Questo fantastico punto a Raanana sintetizza le qualità tecniche e acrobatiche di Andrea Arnaboldi

Fosse nato 20-25 anni prima, probabilmente avrebbe avuto un'altra carriera. Rapido, scattante, bravo in tutte le zone del campo, aiutato dalle rotazioni mancine, aveva tutto per imporsi in un tennis non ancora travolto dalla forza bruta e dalla standardizzazione delle superfici. Certo, ci sono stati altri problemi: da una parte la difficoltà ad essere costante, e poi una scelta che – col senno di poi – ne ha tardato lo sviluppo. Arnaboldi è stato per sei anni in Spagna, a Valencia. Un periodo che ricorda con piacere, ma da quelle parti viene insegnato un tipo di tennis incentrato su forza e solidità, non così adatto alla sua struttura tecnica. “È più una questione di approccio tattico che di superficie” dice Arnaboldi, che apprezza la terra battuta ma che giocherebbe il match della vita su una superficie veloce. Con l'Italia sempre più protagonista ad alti livelli, quelli come lui rischiano di avere ancora meno attenzione. Non crediamo se ne farà un cruccio, ma prima di dire addio vorrebbe tornare a far parlare di sé.
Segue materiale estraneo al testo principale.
PR #216, opened 2019-01-19
Allow Clang version and architecture to be overridden.

madscientist:
CMake only allows you to override cached variables on the command line.  Convert the Clang version and architecture to cache variables so they can be set via the cmake command line (if you want to use Clang 7.0.1 or some different architecture such as `x86_64-linux-gnu-ubuntu-18.04`, without having to edit files).

### DIFF
--- a/cmake/DownloadAndExtractClang.cmake
+++ b/cmake/DownloadAndExtractClang.cmake
@@ -6,27 +6,40 @@
 # Downloads 7-Zip to extract Clang if it isn't available in the PATH
 function(download_and_extract_clang CLANG_DOWNLOAD_LOCATION)
 
-set(CLANG_VERSION 7.0.0)
-set(CLANG_ARCHIVE_EXT .tar.xz)
+set(CLANG_VERSION 7.0.0
+    CACHE STRING "Version of Clang to download")
 
 if(${CMAKE_SYSTEM_NAME} STREQUAL Linux)
 
   # Default to Ubuntu 16.04
-  set(CLANG_ARCHIVE_NAME
-      clang+llvm-${CLANG_VERSION}-x86_64-linux-gnu-ubuntu-16.04)
+  set(_default_CLANG_ARCH x86_64-linux-gnu-ubuntu-16.04)
 
 elseif(${CMAKE_SYSTEM_NAME} STREQUAL Darwin)
 
-  set(CLANG_ARCHIVE_NAME clang+llvm-${CLANG_VERSION}-x86_64-apple-darwin)
+  set(_default_CLANG_ARCH x86_64-apple-darwin)
 
 elseif(${CMAKE_SYSTEM_NAME} STREQUAL Windows)
 
-  set(CLANG_ARCHIVE_NAME LLVM-${CLANG_VERSION}-win64)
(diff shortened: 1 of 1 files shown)


MaskRay:
`clang_archive_hashes/` contains SHA256 hashes of some prebuilt archives. `-DCLANG_VERSION=7.0.1` may not be available currently.

madscientist:
Hrm, that's a good point.  I'm downloading it separately, actually, so I can avoid the download time when I rebuild ccls, so it doesn't compare the sha and works for my situation.  But you're right for a real solution something needs to be done about the hashes.  I'll look into it.

MaskRay:
If the user doesn't want to download prebuilt archives automatically (via cmake magic), they can download and unpack it manually and run:

`cmake -GNinja -H. -BRelease -DSYSTEM_CLANG=ON -DCMAKE_PREFIX_PATH=clang+llvm-7.0.0-x86_64-linux-gnu-ubuntu-14.04`

`-DSYSTEM_CLANG=` originates from some waf (wscript) logic and the name is less relevant now... Perhaps it should be renamed

madscientist:
`SYSTEM_CLANG` is a little misleading i agree.  Maybe the control of the download should be named `DOWNLOAD_CLANG` or something like that instead.

Also, `SYSTEM_CLANG` has other effects besides downloading: it will enable/disable RPATH setting which I think is orthogonal to downloading: probably this IS related to whether you're using system Clang or not, but just because you're not downloading doesn't mean you're using system Clang.

Finally, `CMAKE_PREFIX_PATH` is problematic because it doesn't play well (in this case) with `CMAKE_FIND_ROOT_PATH`; the latter is used when you have a cross-compilation environment or a separate sysroot (which we do) but it impacts `CMAKE_PREFIX_PATH` (paths there are appended to `CMAKE_FIND_ROOT_PATH` which is not what we want.  Probably sometimes you want it but not in this case.

However I did discover the cmake files support `CLANG_ROOT` which is an alternate location to search for clang libraries and that works OK with `CMAKE_FIND_ROOT_PATH`, so I can use that instead of `CMAKE_PREFIX_PATH`.

MaskRay:
@DaanDeMeyer knows all the internals...

DaanDeMeyer:
I mostly added the clang downloading to keep parity with the existing build system in cquery. Without that constraint I wouldn't implement it and require users to provide their own clang installation (or statically link libclang and provide binaries).

I'd consider removing support for downloading clang from CMake and instead adding instructions on how users can get an up-to-date version of clang installed (which shouldn't be all too difficult for most distro's). The CMake build would be dramatically simplified as a result as well.

MaskRay:
@DaanDeMeyer Thank you for offering your insights! I also appreciate simplicity and just created https://github.com/MaskRay/ccls/pull/221

MaskRay:
Merged #221 (which deletes the auto-download mechanism and `SYSTEM_CLANG`)

The burden for users who don't have convenient system clang+llvm libraries shouldn't be too much: i've updated ccls/wiki to mention that they need to download and unpack the releases.llvm.org prebuilt archives by themselves.

Still, thanks for improving the build system! (inspired #221)

PR #58, opened 2015-03-17
[ADD] Add product_internal_reference_search module

foutoucour:
Simple module that allows to search a product by its internal reference


laetitia-gangloff:
Hello,

sorry, but I don't understand the interest of this module.
There is already a search on default_code :
https://github.com/odoo/odoo/blob/8.0/addons/product/product_view.xml#L13

bwrsandman:
This was patched in odoo a couple days after this PR was opened

PR #59, opened 2015-03-25
[IMP] Migration of base_custom_attributes

fevxie:
Initial migration base_custom_attribute,   Still work in progress for fully test

PR #62, opened 2015-03-27
[IMP]8.0 product custom attributes migr

fevxie:
Initial migration product_custom_attributes
still work in  progress

depends on #59


pedrobaeza:
What is purpose of this migration? Product attributes, variants and so on are already covered by standard.

fevxie:
@pedrobaeza Thanks for your reply,  the reason I migration this module is the product attributes and variants in standard is not satisfy what I wanted,  in the standard product module someone can add an attribute and values for a product,  if the attribute have multi values there will generate multi products for the attributes. if I work on e-commerce platform e.g magento, It have an attributes system for products one attribute is an field in the database every attribute have an attribute type, textarea, selected etc. and the standard products can not do this.  my question is the same as : https://www.odoo.com/forum/help-1/question/how-add-custom-attributes-to-product-v8-58693

I think the standard product attribute is exactly for product variants but not 100% for custom product attributes.

product_custom_attributes/product.py
```diff
@@ -18,48 +18,50 @@
...
-                     context=context)[0]['attribute_set_id']
-            if not set_id:
-                res[i] = []
-            else:
-                res[i] = self.pool.get('attribute.group').search(cr, uid,
-                      [('attribute_set_id', '=', set_id[0])])
-        return res
+    @api.one
+    def _attr_grp_ids(self):
+        import pdb
```
nhomar, line 39: a pdb unecesary

pedrobaeza:
@fevxie, thanks for the reply. I also think the standard solution is not 100% perfect, but replicating a full alternative is not the solution also, but extend the standard to fit your needs.

Under OdooMRP project, we have worked in this way, providing a module to avoid the automatic creation of product variant (https://github.com/odoomrp/odoomrp-wip/tree/8.0/product_variants_no_automatic_creation), and providing configurators for sales (https://github.com/odoomrp/odoomrp-wip/tree/8.0/sale_product_variants), purchases (https://github.com/odoomrp/odoomrp-wip/tree/8.0/purchase_product_variants) and mrp (https://github.com/odoomrp/odoomrp-wip/tree/8.0/mrp_product_variants) for leading with attributes. 

There is also an expansion for adding custom attributes (https://github.com/odoomrp/odoomrp-wip/tree/8.0/product_variants_types), and therir corresponding sale/purchase/mrp auto-install modules.

Please check them instead of making more effort in this migration.

fevxie:
@pedrobaeza Thanks, I will check the modules and close this PR.

gurneyalex:
note: @fevxie probably has a ECLA as he works for Elico Corp (cc @elicoidal)

PR #68, opened 2015-05-14
[ADD] modules to restrict the users that can view the product cost.

JordiBForgeFlow:
# Product Cost Security

This module adds a new user group "Display product cost". The module itself
will not apply the restriction, but needs to be complemented with a module
that actually implements the restriction in a view, such as:
- product_standard_price_visible
- stock_standard_price_visible
# Product Standard Price Visible

This module restricts the visibility of the field 'cost' associated to the
product only to users that belong to the group 'Display product cost'.
# Product stock standard price visible

This module restricts the visibility of the field 'cost' associated to the
product only to users that belong to the group 'Display product cost',
in stock-related views.

### DIFF
--- a/product_cost_security/__init__.py
+++ b/product_cost_security/__init__.py
@@ -1,0 +1,20 @@
+# -*- coding: utf-8 -*-
+##############################################################################
+#
+#    Copyright (C) 2015 Eficent (<http://www.eficent.com/>)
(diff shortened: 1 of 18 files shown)


ghost:
Please make 1 pull request per module and move your module descriptions to a file named README.rst

PR #71, opened 2015-05-19
[MIG] Base Custom Attributes

ghost:
@joaoalf


pedrobaeza:
I think these modules don't make sense with the new variants implementation in v8, doesn't it?

ghost:
@pedrobaeza The variant implementation in v8 will do the job for most companies. What you can acheive with these modules is way beyond what you can do with product variants.

pedrobaeza:
But you should put this functionality in top of the v8 base, not to create an incompatible set of modules with another data structure. I know that it's an annoyance to change the entire model, but we have treat with that and make very cute things with variants in OdooMRP (*_variants modules): https://github.com/odoomrp/odoomrp-wip, and if you need one of the missing features, it's not too complicated to add it to current model. For example, we have expanded attributes to admit custom values and ranges in https://github.com/odoomrp/odoomrp-wip/tree/8.0/mrp_product_variants_types, and we are also developing a sale configurator guided through restrictions in consequent attributes.

For me, it's a nonsense to diverge in the standard model.

florian-dacosta:
@pedrobaeza I am not so sure it is incompatible with standard odoo model.
I mean, the base custom attribute module allow to add attribute to any model not just product.template

Also I think we can need the standard odoo attributes and these attribute.attribute together.

For instance, with prestashop, I think we would need both.
The odoo attributes would match what is called the combinations and combination values in prestashop.
The attributes.attributes would match the products feature in prestashop. The goal of these product features in prestashop is not to create variant, but just to add any custom field to the product.
In prestashop, combinations and features are 2 thing different, it would be the same in odoo.

Well, I am not sure we would maintain a module if it is used only by prestashop connector, but I think it can have many uses...
At least the base custom attributes which, once again, can be interesting for any model.
What do you think?

pedrobaeza:
Hi, Florian, you are right. Although product attributes has no sense now in v8, having this base module for any general purpose can make sense.

But then, the target for the module shouldn't be here, because this repository is for product related thing. The problem is that there's no a clear candidate. Maybe server-tools can be one.

ghost:
@pedrobaeza Should I move this PR to server-tools ?

guewen:
@pedrobaeza 

> But you should put this functionality in top of the v8 base, not to create an incompatible set of modules with another data structure.

I don't see how the v8 core datastructure could be extended to allow such things as attribute values are a  float, a selection or a many2one.
I think they made a too simplistic datamodel for attributes which is not extensible for more advanced use cases so this module is still required when we reach the limits of the core implementation. Still, I hope that someone can prove me I'm wrong.
Do you have propositions?

pedrobaeza:
Well, I was always referring to the product part, but you're right that the other part is not covered.

guewen:
I refer to the product part too when I say it is too limited. The core product attributes can only contain char values.
When you say:

> Although product attributes has no sense now in v8

I disagree for the aforementioned reasons

pedrobaeza:
But are you going to maintain two set of attributes (regular ones and these)? In OdooMRP, we have expanded the regular ones adding some fields to product.attribute and product.attribute.value. You can see for example https://github.com/odoomrp/odoomrp-wip/tree/8.0/product_attribute_types and https://github.com/odoomrp/odoomrp-wip/tree/8.0/product_packaging_through_attributes

ghost:
@pedrobaeza Will odoomrp-wip modules be merged into OCA someday or is it meant to stay a seperate project ? In the second case, why maintain 2 different projects ?

pedrobaeza:
Yeah, in fact we already have started to move some modules, and in Odoo experience there was a commitment in the community to help migrating all the modules to OCA.

We worked in this branch to make a fast-development cycle avoiding burocracy (look at the number of commits/PRs), but it's only a temporary state.

guewen:
> But are you going to maintain two set of attributes (regular ones and these)? In OdooMRP, we have expanded the regular ones adding some fields to product.attribute and product.attribute.value. You can see for example https://github.com/odoomrp/odoomrp-wip/tree/8.0/product_attribute_types and https://github.com/odoomrp/odoomrp-wip/tree/8.0/product_packaging_through_attributes

This is indeed interesting and seems well done. I'm maybe too negative on what is achievable only by extending the existing model. Anyway, it surely needs more thinking to see if really it can match to what was done in product_custom_attributes.

pedrobaeza:
For now, I think we can continue with this module migration as a foundation for other features (in product or in another model), and let's see requirements for product attribute extensions to see if they fit in current model or require this one.

What do you think about the repo for this one?

ghost:
My opinion is that this module belongs to the server-tools repo. Do you have any other repo in mind ?

guewen:
@dufresnedavid @pedrobaeza I agree with server-tools

ehdem:
See #93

Magari vincendo finalmente un torneo Challenger.

Un paio d'anni fa ha superato l'incubo delle semifinali: ne aveva giocate ben 15 senza mai centrare una finale, poi ha fatto un passo in più a Portorose 2018 (si arrese a Constant Lestienne). Lo scorso novembre ha giocato la sedicesima, a Parma, contro Liam Broady. Altra sconfitta con qualche rimpianto. Ancora oggi ammette che non aver vinto un torneo di categoria (si è aggiudicato 7 ITF Futures) lo fa arrabbiare. In effetti, l'exploit è riuscito a diversi giocatori, anche meno forti di lui. Quel ricordo parigino profuma di buono, ma Andrea sogna di poter fare un passo in più e non essere ricordato solo per quello. Per farcela, si è ritrovato con coach Giorgio Mezanzani (colui che lo aveva iniziato al tennis quando era un bambino) e il preparatore atletico Stefano Viganò. Quando la schiena lo lascerà in pace, inizierà l'ennesimo tentativo. Nella speranza che lo scrigno dei ricordi comprenda foto diverse da quella qui sotto. Istantntanea di una gloria durata troppo poco.